PainSci » bibliography » Gulick et al 2011
Tags: treatment, self-treatment, devices, massage, muscle pain, manual therapy, muscle, pain problems

Three articles on PainSci cite Gulick 2011: 1. The Complete Guide to Trigger Points & Myofascial Pain2. Trigger Point Doubts3. Trigger Points on Trial

PainSci commentary on Gulick 2011: ?This page is one of thousands in the bibliography. It is not a general article: it is focused on a single scientific paper, and it may provide only just enough context for the summary to make sense. Links to other papers and more general information are provided wherever possible.

This experiment has the simple elegance of a good science-fair project. Dr. Dawn Gulick of the Widener University Physical Therapy Department simply compared the sensitivity of trigger points both with and without a simple treatment of pressure — squishing them, that is.

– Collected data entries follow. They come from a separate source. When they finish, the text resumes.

PR #1017, opened 2026-04-30
feat(sr): image downscaling with configurable pixel budget

nottmey:
### What and why?

* Add `DatadogSessionReplayConfiguration.imageDownscaling` (`ImageDownscaling`, default `disabled` for backwards compatibility). Set to `enabled` so images larger than the on-screen rendered size (logical bounds × device pixel ratio) or larger than the pixel budget are downscaled in Dart before upload; if raster downscale fails for an oversized image, a "Failed Downscale" placeholder is shown. When `disabled`, oversized images use the "Large Image" placeholder without attempting downscale.
* Add `DatadogSessionReplayConfiguration.maxImagePixelBudget` (default 640 000, ~800×800) to configure the maximum total pixel count for captured images.

### Review checklist


packages/datadog_session_replay/lib/src/capture/element_recorders/image_recorder.dart
```diff
@@ -88,7 +96,8 @@ class ImageRecorder implements ElementRecorder {
     }
 
     final totalPixelSize = uiImage.width * uiImage.height;
-    if (totalPixelSize > maxImageSize) {
+    if (totalPixelSize > maxImageSize &&
+        imageDownscaling == ImageDownscaling.disabled) {
```
fuzzybinary: As part of this, would you be up for making `maxImageSize` configurable?

packages/datadog_session_replay/lib/src/capture/element_recorders/image_recorder.dart
```diff
@@ -130,18 +139,69 @@ class ImageRecorder implements ElementRecorder {
...
+        CoreLoggerLevel.debug,
+        'Session Replay image downscale: '
+        '${srcW}x$srcH (${totalPixels}px) -> ${dstW}x$dstH '
+        '(${dstW * dstH}px), '
+        'viewBounds=${attributes.width.toStringAsFixed(1)}x'
+        '${attributes.height.toStringAsFixed(1)}, '
+        'oversized=${totalPixels > maxImageSize}, '
+        'success=${scaled != null}, '
+        'took ${stopwatch.elapsedMilliseconds}ms',
+      );
```
fuzzybinary: Probably don't want this in the final code 😅

Out of curiosity, did you measure this on lower end devices? Like any of the Samsung A series? What's the timing look like?

packages/datadog_session_replay/lib/src/capture/element_recorders/image_recorder.dart
```diff
@@ -152,23 +212,146 @@ class ImageRecorder implements ElementRecorder {
...
+      1.0,
+    );
+    var w = math.max(1, (srcW * scale1).round());
+    var h = math.max(1, (srcH * scale1).round());
+
+    final pixels = w * h;
+    if (pixels > maxImageSize) {
+      final scale2 = math.sqrt(maxImageSize / pixels);
+      w = math.max(1, (w * scale2).floor());
+      h = math.max(1, (h * scale2).floor());
```
fuzzybinary: I'm a bit confused what this is doing.... why the square root here?

packages/datadog_session_replay/lib/src/capture/element_recorders/image_recorder.dart
```diff
@@ -152,23 +212,146 @@ class ImageRecorder implements ElementRecorder {
...
 
-    return SpecificElement(
-      subtreeStrategy: CaptureNodeSubtreeStrategy.ignore,
-      nodes: nodes,
+  static double _devicePixelRatio(Element element) {
+    final view = View.maybeOf(element);
+    if (view != null) {
+      return view.devicePixelRatio;
+    }
+    return WidgetsBinding.instance.platformDispatcher.views.first.devicePixelRatio;
```
fuzzybinary: Does this have any possibility of throwing? For example, if views is empty for whatever reason, `first` will likely throw.

packages/datadog_session_replay/CHANGELOG.md
```diff
@@ -1,5 +1,9 @@
 # Changelog
 
+## Unreleased
+
+* Add `DatadogSessionReplayConfiguration.imageDownscaling` (`ImageDownscaling`, default `disabled` for backwards compatibility). Set to `enabled` so images larger than the on-screen rendered size (logical bounds × device pixel ratio) or larger than `maxImageSize` (~800×800 pixels) are downscaled in Dart before upload; if raster downscale fails for an oversized image, a "Failed Downscale" placeholder is shown. When `disabled`, oversized images use the "Large Image" placeholder without attempting downscale.
+
```
fuzzybinary: CHANGELOG items are now populated from conventional commit messages. In this case you should definitely modify the commit message to be a bit more descriptive.

fuzzybinary (changes requested):
Mostly just looking to remove the log.

I also think it would be good to go with longer variable names for things like `srcW` and `dstW` - `sourceWidth` and `destWidth` take up more space but are easier to skim / parse.

Additionally, before we add this, we may want to add something that can check for "low end" devices and prevent downscaling for those devices, as we already know that SR on low end Android devices can push the performance boundary... image scaling on top of that will likely be detrimental to user experience.

packages/datadog_session_replay/lib/src/capture/element_recorders/image_recorder.dart
nottmey: will check

nottmey: Hmm, Flutter does not expose a reliable "device tier" API — we'd need heuristics (RAM, CPU cores, GPU info) which are platform-specific and fragile

Idea: We could add a maxDownscaleDurationMs timeout to _downscaleImage so if scaling takes too long on a weak device, it bails out and shows the placeholder. The stopwatch logging already there would make this easy to add.

packages/datadog_session_replay/lib/src/capture/element_recorders/image_recorder.dart
nottmey: This is standard uniform scaling math. If an image is w × h pixels and we want to scale both dimensions by the same factor s to hit a target pixel count budget, then:

image

The square root is needed because total pixels scale quadratically with the linear scale factor — scaling width and height each by s multiplies total area by s². I added a comment in the code explaining this.

packages/datadog_session_replay/lib/src/capture/element_recorders/image_recorder.dart
nottmey: afaik usually there is a view attached when the recorder would be running, but let's not count on that. I added a fallback 1.0

packages/datadog_session_replay/CHANGELOG.md
nottmey: removed, updated the commit

packages/datadog_session_replay/lib/src/capture/element_recorders/image_recorder.dart
nottmey: done

packages/datadog_session_replay/lib/src/capture/element_recorders/image_recorder.dart
nottmey: -> building a circuit breaker that ejects after 3 consecutive timeouts (500ms, normal devices take 1-30ms)

packages/datadog_session_replay/lib/datadog_session_replay.dart
```diff
@@ -45,6 +47,20 @@ enum TouchPrivacyLevel {
   hide,
 }
 
+/// Controls Dart-side downscaling of captured images before they are sent to
+/// the native resource pipeline.
+enum ImageDownscaling {
+  /// Legacy behavior: images larger than the pixel budget are replaced by
+  /// a "Large Image" placeholder wireframe.
```
fuzzybinary: nit: I don't think we need to call this out as legacy behavior. Especially because Session Replay is in preview, we have expressed that we might make breaking changes without notice, so we should select what we think is the correct default but allow for configuration.

I do think that  disabling image downscaling is still the correct default here though.

fuzzybinary (dismissed):

fuzzybinary:
@nottmey Rerun `dart format` when you have a minute.

fuzzybinary (dismissed):

nottmey:
@fuzzybinary can't reproduce the CI error, checks are green locally (can't see logs)

fuzzybinary:
I'll take a look and try to bring this one home. I think Flutter goldens generate very, very slightly different images on different versions of macOS, which we can safely ignore.

fuzzybinary:
Actually @nottmey it looks like there's a bug that the golden tests caught.

It appears with downsampling disabled, images that fit within the upload budget are being masked as large images if the need is set to something other than `DownscalingNeed.none`. If downscaling is disabled, even if the image is larger than its on screen size, SR should send it without performing downsscaling.

nottmey:
@fuzzybinary thanks for the investigation! I'll have a look.

fuzzybinary:
Hi @nottmey,

Sorry for the delay on this. The golden tests are still failing because of some differences in how some combination of macOS and Flutter renders the resulting capture. I've created #1031 to be more tolerant of small differences in these images, which you'll have to merge in order to get this one in.

The other build issues are flakes which we'll take care of once the golden tests pass.

nottmey:
@fuzzybinary fyi, merged latest develop

fuzzybinary (approved):
Looks good! Thanks for your patience on this!

nottmey:
@fuzzybinary thanks of the support! 💜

Dr. Gulick et al. tested a specific method of squishing: pressing a trigger point firmly and long enough to starve it of some oxygen (ischemic pressure), repeatedly, for several days. They measured trigger point sensitivity before and after treatment in 28 people with two trigger points in the upper back. Their conclusion: “There was a significant difference between the pre- and post-test sensitivities of the treated and non-treated trigger points … ischemic compression … was effective in reducing trigger point irritability.”

Excellent! This is small-scale science, but the results are encouraging and certainly consistent with my professional experience.

~ Paul Ingraham

original abstract Abstracts here may not perfectly match originals, for a variety of technical and practical reasons. Some abstacts are truncated for my purposes here, if they are particularly long-winded and unhelpful. I occasionally add clarifying notes. And I make some minor corrections.

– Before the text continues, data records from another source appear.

PR #1023, opened 2026-05-05
feat(sr): migrate all element recorders from ElementRecorder to GenericElementRecorder

JuanNaranjoDD:
### What and why?

This PR migrates all element recorders in the Session Replay capture pipeline from the old ElementRecorder interface (with List<Type>  handlesTypes) to GenericElementRecorder (with bool accepts(Widget widget)).

Previously, the system used two parallel interfaces: ElementRecorder dispatched recorders via a Map<Type, ElementRecorder> keyed on widget.runtimeType, while GenericElementRecorder extended it and added an accepts method for generic/parameterized widgets (e.g., Radio<T>, CupertinoRadio<T>) that can't be matched by exact runtime type. This duality required special-casing in _populateElementRecorderMap and maintained two separate lookup structures.

By making GenericElementRecorder the single interface and replacing handlesTypes lists with accepts predicates across all recorders, the dispatch logic collapses to a single _genericElementRecorder list, removes the type-map entirely, and gives each recorder full control over its matching logic without loss of performance for common cases.

### How?

- Merged ElementRecorder and GenericElementRecorder into a single GenericElementRecorder interface with captureSemantics + accepts.
- Updated all 12 concrete recorders to implement accepts(Widget widget) using is-checks in place of List<Type> get handlesTypes.
- Removed the _elementRecordersByType map from SessionReplayRecorder and simplified _populateElementRecorderMap to a single addAll.
- Widget dispatch now goes through a single firstWhereOrNull((r) => r.accepts(widget)) call.

### Review checklist

- [x] This pull request references a Github or JIRA issue — RUM-16162

### DIFF
--- a/packages/datadog_session_replay/lib/src/capture/recorder.dart
+++ b/packages/datadog_session_replay/lib/src/capture/recorder.dart
@@ -54,7 +54,7 @@ class TreeCapturePrivacy {
   }
 }
 
-abstract interface class GenericElementRecorder {
+abstract interface class ElementRecorder {
   CaptureNodeSemantics? captureSemantics(
     Element element,
     CapturedViewAttributes attributes,
@@ -131,7 +131,7 @@ class CaptureResult {
 
 class SessionReplayRecorder {
   final DatadogTimeProvider _timeProvider;
-  final List<GenericElementRecorder> _genericElementRecorder = [];
+  final List<ElementRecorder> _elementRecorders = [];
 
   final Map<Key, Element> _elements = {};
   RUMContext? _currentContext;
@@ -164,7 +164,7 @@ class SessionReplayRecorder {
     this._defaultTreeCapturePrivacy,
     this._touchPrivacyLevel,
   ) {
-    _populateElementRecorderMap([
+    _elementRecorders.addAll([
       ContainerRecorder(keyGenerator),
       TextElementRecorder(keyGenerator),
       EditableTextRecorder(keyGenerator),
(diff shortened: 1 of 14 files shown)


packages/datadog_session_replay/lib/src/capture/recorder.dart
```diff
@@ -54,14 +54,14 @@ class TreeCapturePrivacy {
   }
 }
 
-abstract interface class ElementRecorder {
-  List<Type> get handlesTypes;
-
+abstract interface class GenericElementRecorder {
```
fuzzybinary: I think this name should be shifted back to `ElementRecorder`. The `Generic` bit was more to signify that it was what worked with generics, but now this is just how all `ElementRecorder`s behave.

packages/datadog_session_replay/lib/src/capture/recorder.dart
```diff
@@ -306,17 +301,8 @@ class SessionReplayRecorder {
...
-      if (recorder is GenericElementRecorder) {
-        // Broad match recorder for widgets with generic parameters
-        _genericElementRecorder.add(recorder);
-        continue;
-      }
-      for (final type in recorder.handlesTypes) {
-        _elementRecordersByType[type] = recorder;
-      }
-    }
+  void _populateElementRecorderMap(List<GenericElementRecorder> recorders) {
```
fuzzybinary: This method name now doesn't make sense, and can probably be removed.

fuzzybinary (changes requested):
Very minor naming nits.

fuzzybinary (approved):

OBJECTIVE: The purpose of this study was to assess the effectiveness of ischemic pressure on myofascial trigger point (MTrP) sensitivity.

DESIGN: Randomized, controlled study with the researcher assessing MTrP sensitivity blinded to the intervention.

PARTICIPANTS: Twenty-eight people with two MTrPs in the upper back musculature.

INTERVENTION: The sensitivity of two MTrPs in the upper back was assessed with a JTECH algometer. One of the two MTrPs was randomly selected for treatment with a Backnobber II, while the other served as a control.Outcome measures: Pre- and post-test pressure–pain thresholds of the MTrPs.

RESULTS: There was a significant difference between the pre- and post-test sensitivities of the treated and non-treated MTrPs (p = 0.04).

CONCLUSIONS: The results of this study confirm that the protocol of six repetitions of 30-s ischemic compression with the Backnobber II rendered every other day for a week was effective in reducing MTrP irritability.